*Problem to work on*. Some entries follow. Reproduce exactly the lines starting at the one with "experimental flag (env" and stopping after the one with "in alongside it".

*Supplied entries*.
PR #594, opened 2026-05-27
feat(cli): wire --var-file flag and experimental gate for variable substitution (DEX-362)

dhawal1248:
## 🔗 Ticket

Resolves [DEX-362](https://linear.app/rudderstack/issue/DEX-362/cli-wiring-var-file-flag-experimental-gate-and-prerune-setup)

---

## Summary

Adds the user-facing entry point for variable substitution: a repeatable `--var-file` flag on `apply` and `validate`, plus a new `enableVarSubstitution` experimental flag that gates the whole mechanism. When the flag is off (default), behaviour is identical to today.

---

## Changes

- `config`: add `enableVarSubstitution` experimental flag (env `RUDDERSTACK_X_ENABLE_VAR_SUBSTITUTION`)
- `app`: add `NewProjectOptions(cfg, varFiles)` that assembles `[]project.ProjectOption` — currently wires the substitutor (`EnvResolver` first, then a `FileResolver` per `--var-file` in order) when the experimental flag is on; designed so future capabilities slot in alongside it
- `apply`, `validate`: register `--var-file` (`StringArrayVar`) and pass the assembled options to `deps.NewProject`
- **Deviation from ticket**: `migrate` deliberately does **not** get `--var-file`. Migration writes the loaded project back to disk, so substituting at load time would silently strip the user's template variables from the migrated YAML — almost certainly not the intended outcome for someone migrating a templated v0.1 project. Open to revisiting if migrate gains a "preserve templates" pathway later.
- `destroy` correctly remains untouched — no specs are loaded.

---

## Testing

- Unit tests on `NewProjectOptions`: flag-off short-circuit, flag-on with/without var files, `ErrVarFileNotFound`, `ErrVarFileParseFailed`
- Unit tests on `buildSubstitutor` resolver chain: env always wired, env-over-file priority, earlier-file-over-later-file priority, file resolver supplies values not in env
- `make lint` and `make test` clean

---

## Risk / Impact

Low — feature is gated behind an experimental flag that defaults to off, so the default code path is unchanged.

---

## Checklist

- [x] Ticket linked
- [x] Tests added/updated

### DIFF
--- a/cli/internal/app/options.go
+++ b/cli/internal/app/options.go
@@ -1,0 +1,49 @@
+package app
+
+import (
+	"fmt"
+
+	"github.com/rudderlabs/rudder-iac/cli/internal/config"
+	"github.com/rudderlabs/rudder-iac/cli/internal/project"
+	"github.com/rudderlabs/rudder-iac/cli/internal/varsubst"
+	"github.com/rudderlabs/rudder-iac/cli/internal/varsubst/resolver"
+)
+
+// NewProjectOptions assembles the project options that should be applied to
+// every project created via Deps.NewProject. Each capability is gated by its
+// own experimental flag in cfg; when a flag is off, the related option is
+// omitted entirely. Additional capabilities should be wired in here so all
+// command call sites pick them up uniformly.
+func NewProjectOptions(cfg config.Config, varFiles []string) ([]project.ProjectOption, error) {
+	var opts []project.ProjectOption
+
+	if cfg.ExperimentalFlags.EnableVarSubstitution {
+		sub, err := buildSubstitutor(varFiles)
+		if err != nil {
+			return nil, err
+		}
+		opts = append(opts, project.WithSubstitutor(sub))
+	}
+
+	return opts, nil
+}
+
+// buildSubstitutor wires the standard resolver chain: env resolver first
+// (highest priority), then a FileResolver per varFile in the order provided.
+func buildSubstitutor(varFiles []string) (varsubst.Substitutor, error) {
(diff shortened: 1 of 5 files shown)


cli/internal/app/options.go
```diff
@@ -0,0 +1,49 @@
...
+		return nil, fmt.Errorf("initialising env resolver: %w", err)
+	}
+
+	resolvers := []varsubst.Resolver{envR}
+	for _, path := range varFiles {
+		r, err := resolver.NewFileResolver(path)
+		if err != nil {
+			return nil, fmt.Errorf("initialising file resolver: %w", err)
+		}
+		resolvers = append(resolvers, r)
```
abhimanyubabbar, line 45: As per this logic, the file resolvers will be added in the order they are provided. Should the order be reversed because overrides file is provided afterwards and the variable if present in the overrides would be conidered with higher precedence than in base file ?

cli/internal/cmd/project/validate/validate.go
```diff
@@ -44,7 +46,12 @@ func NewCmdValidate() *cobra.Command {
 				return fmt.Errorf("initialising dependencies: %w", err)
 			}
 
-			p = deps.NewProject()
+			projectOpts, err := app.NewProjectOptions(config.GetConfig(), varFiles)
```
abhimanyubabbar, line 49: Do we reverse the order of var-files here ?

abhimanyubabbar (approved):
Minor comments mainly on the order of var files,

==

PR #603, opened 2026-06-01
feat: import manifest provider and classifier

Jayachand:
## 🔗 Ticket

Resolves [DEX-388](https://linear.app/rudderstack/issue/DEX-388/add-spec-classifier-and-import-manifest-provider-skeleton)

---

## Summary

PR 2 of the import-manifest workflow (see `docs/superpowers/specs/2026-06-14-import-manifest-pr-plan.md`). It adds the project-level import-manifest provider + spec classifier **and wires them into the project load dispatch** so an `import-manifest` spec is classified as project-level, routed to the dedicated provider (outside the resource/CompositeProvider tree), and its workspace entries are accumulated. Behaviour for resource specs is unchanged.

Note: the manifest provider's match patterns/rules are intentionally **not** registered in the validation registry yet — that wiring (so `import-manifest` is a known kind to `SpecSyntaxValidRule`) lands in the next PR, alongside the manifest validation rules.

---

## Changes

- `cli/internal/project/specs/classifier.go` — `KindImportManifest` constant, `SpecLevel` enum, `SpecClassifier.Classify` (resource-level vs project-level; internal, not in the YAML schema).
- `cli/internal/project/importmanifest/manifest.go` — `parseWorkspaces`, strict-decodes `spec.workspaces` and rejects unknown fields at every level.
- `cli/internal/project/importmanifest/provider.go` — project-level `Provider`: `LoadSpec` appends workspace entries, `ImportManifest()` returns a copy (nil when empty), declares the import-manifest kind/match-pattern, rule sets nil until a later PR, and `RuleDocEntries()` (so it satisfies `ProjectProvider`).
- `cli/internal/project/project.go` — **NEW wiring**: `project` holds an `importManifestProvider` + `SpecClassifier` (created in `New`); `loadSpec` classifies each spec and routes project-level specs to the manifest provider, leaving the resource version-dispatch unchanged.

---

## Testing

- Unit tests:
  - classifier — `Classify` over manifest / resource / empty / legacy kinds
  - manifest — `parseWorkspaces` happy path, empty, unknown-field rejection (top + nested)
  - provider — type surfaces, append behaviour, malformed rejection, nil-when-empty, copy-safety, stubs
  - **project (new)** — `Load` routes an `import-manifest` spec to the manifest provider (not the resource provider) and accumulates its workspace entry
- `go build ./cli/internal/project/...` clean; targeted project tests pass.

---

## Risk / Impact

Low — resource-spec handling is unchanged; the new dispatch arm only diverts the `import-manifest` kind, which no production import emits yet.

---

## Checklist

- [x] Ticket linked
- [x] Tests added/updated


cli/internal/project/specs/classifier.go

---

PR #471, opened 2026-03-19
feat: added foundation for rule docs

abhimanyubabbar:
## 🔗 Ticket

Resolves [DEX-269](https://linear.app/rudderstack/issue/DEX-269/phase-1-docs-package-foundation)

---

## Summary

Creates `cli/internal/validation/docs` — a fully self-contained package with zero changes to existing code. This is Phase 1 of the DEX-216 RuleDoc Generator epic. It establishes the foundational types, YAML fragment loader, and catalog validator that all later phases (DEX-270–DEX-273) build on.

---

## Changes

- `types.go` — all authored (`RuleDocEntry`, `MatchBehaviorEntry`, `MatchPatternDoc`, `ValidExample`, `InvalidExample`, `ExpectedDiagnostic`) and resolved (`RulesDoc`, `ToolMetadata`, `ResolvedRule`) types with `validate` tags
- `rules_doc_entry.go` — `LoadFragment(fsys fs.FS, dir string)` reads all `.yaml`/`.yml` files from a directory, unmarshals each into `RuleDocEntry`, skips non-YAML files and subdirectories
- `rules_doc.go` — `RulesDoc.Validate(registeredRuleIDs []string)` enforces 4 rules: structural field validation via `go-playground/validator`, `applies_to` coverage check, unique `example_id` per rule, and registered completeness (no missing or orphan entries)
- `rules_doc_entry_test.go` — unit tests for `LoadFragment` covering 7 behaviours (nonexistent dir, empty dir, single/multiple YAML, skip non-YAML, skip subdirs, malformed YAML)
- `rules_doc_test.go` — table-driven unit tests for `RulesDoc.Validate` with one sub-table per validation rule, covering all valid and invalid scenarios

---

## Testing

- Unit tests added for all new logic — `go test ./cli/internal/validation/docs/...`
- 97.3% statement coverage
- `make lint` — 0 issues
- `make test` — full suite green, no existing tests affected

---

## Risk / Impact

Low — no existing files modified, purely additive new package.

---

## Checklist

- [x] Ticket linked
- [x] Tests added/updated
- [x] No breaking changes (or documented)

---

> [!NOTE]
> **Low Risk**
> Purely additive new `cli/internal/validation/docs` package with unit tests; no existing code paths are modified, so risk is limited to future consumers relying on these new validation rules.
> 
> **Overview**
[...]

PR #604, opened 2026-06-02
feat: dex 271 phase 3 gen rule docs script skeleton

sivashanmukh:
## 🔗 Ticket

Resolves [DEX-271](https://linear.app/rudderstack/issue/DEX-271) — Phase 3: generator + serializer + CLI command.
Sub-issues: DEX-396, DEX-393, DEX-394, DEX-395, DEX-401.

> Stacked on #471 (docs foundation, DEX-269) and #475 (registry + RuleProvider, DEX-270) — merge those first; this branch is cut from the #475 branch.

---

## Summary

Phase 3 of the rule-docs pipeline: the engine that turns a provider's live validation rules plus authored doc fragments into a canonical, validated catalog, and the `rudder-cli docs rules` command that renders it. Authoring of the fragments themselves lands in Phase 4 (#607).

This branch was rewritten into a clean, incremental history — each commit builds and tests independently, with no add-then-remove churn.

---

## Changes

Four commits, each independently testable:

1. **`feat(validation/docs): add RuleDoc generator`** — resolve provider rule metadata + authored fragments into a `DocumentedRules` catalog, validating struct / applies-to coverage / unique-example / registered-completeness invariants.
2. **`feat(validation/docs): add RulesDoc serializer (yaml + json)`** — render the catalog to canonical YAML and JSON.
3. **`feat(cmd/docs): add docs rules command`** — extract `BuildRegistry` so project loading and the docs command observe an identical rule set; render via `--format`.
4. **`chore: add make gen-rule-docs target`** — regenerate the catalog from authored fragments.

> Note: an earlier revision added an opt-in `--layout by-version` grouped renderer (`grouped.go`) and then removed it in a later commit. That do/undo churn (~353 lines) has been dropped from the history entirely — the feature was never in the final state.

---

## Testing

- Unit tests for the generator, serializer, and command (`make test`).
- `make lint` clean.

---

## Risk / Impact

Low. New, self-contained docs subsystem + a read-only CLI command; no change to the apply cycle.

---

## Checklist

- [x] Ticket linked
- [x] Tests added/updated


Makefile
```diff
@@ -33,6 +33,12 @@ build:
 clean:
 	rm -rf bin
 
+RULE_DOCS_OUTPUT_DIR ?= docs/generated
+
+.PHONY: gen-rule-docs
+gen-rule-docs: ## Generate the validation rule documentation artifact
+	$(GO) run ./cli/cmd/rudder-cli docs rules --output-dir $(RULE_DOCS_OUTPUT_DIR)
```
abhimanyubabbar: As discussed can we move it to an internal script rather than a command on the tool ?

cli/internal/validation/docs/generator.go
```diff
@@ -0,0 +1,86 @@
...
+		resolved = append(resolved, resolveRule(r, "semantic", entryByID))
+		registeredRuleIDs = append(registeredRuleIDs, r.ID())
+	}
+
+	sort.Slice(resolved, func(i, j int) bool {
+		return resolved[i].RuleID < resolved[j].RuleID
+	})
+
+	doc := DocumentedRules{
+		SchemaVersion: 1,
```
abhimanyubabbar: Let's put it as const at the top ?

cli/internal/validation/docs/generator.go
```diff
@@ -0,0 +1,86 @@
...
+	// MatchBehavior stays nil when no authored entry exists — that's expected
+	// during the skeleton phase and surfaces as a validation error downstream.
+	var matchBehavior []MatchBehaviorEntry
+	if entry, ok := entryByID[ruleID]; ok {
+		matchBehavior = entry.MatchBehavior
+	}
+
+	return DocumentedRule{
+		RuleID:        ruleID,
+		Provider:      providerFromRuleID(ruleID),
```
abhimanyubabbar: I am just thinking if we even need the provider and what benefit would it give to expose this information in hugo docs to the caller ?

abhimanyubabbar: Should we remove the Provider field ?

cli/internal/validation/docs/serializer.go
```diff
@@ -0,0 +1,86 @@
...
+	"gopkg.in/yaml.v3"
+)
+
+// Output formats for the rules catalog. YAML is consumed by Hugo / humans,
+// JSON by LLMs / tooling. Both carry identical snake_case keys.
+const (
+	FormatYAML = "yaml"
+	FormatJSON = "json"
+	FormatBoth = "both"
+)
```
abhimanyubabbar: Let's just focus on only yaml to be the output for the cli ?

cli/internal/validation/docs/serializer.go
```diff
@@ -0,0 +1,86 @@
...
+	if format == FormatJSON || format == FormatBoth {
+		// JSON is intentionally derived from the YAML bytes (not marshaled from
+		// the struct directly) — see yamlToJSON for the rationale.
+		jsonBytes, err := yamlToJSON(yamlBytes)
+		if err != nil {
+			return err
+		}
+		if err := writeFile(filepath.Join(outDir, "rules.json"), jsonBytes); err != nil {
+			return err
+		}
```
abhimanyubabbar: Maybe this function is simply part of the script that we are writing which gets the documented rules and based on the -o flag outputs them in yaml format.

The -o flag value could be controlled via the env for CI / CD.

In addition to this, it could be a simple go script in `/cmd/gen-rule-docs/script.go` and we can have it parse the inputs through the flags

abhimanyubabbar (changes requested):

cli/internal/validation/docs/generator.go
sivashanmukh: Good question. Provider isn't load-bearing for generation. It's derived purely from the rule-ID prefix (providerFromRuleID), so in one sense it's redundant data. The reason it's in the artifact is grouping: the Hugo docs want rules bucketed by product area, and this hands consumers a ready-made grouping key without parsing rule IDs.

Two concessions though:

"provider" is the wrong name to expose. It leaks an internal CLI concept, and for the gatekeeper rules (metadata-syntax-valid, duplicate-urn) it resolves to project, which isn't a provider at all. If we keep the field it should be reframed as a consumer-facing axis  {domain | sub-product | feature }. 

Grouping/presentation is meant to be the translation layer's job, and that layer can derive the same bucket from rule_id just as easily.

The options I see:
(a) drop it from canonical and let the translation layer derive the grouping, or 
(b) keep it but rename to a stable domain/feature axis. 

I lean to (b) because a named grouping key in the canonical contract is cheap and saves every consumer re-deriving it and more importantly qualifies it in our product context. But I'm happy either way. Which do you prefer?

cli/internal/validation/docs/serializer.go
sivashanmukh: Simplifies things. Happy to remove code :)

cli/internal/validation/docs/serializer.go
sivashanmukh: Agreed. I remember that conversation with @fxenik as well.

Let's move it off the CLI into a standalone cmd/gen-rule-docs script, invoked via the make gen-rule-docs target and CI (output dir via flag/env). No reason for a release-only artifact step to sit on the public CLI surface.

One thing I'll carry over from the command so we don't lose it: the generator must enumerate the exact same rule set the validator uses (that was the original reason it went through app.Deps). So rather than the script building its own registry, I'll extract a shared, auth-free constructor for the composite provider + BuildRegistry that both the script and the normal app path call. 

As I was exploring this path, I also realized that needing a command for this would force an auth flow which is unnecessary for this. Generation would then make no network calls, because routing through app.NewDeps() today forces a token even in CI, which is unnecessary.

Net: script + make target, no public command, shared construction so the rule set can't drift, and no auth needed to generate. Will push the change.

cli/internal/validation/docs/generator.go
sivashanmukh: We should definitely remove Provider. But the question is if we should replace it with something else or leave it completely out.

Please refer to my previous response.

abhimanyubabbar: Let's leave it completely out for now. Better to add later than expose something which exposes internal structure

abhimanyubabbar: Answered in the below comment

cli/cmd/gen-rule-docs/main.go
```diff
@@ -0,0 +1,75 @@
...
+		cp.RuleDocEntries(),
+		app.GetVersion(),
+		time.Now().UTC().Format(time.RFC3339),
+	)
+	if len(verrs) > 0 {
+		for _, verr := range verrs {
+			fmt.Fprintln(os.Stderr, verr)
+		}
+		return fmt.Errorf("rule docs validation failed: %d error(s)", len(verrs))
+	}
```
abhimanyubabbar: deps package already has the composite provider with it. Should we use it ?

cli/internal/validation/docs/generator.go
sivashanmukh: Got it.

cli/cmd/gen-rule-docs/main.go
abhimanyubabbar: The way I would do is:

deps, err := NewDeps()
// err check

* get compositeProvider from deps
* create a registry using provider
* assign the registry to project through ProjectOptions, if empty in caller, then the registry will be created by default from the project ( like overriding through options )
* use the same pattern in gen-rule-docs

*Task output*.
- `config`: add `enableVarSubstitution` experimental flag (env `RUDDERSTACK_X_ENABLE_VAR_SUBSTITUTION`)
- `app`: add `NewProjectOptions(cfg, varFiles)` that assembles `[]project.ProjectOption` — currently wires the substitutor (`EnvResolver` first, then a `FileResolver` per `--var-file` in order) when the experimental flag is on; designed so future capabilities slot in alongside it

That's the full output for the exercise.